== TASK STATEMENT ==
Write out the lines of the records from the one containing "Cors changes the" to the very last, keeping each exactly as it is.

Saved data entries
"""
PR #319, opened 2016-11-07
Reconfigure console service to use CollectionsApi service

AllenBW:
Requires additional testing, but resolves the 404 issue when requesting console open from sui.

Cors changes the `GET` to `OPTIONS`, causes the request to fail, using `CollectionApi` service avoids this headache. 

Related bz: https://bugzilla.redhat.com/show_bug.cgi?id=1392100

@bascar @martinpovolny hey you wonderful folks, I could use some help testing this if ya can spare the cycles

@chriskacerguis if ya could hold off on merging till I get some verification on this fix... 🌮 💘 👍

### DIFF
--- a/client/app/services/consoles.service.js
+++ b/client/app/services/consoles.service.js
@@ -5,7 +5,7 @@
     .factory('Consoles', ConsolesFactory);
 
   /** @ngInject */
-  function ConsolesFactory($window, CollectionsApi, $http, $timeout, logger, $location, EventNotifications) {
+  function ConsolesFactory($window, CollectionsApi, $timeout, logger, $location, EventNotifications) {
"""
== YOUR RESPONSE ==
Cors changes the `GET` to `OPTIONS`, causes the request to fail, using `CollectionApi` service avoids this headache. 

Related bz: https://bugzilla.redhat.com/show_bug.cgi?id=1392100

@bascar @martinpovolny hey you wonderful folks, I could use some help testing this if ya can spare the cycles

@chriskacerguis if ya could hold off on merging till I get some verification on this fix... 🌮 💘 👍

### DIFF
--- a/client/app/services/consoles.service.js
+++ b/client/app/services/consoles.service.js
@@ -5,7 +5,7 @@
     .factory('Consoles', ConsolesFactory);
 
   /** @ngInject */
-  function ConsolesFactory($window, CollectionsApi, $http, $timeout, logger, $location, EventNotifications) {
+  function ConsolesFactory($window, CollectionsApi, $timeout, logger, $location, EventNotifications) {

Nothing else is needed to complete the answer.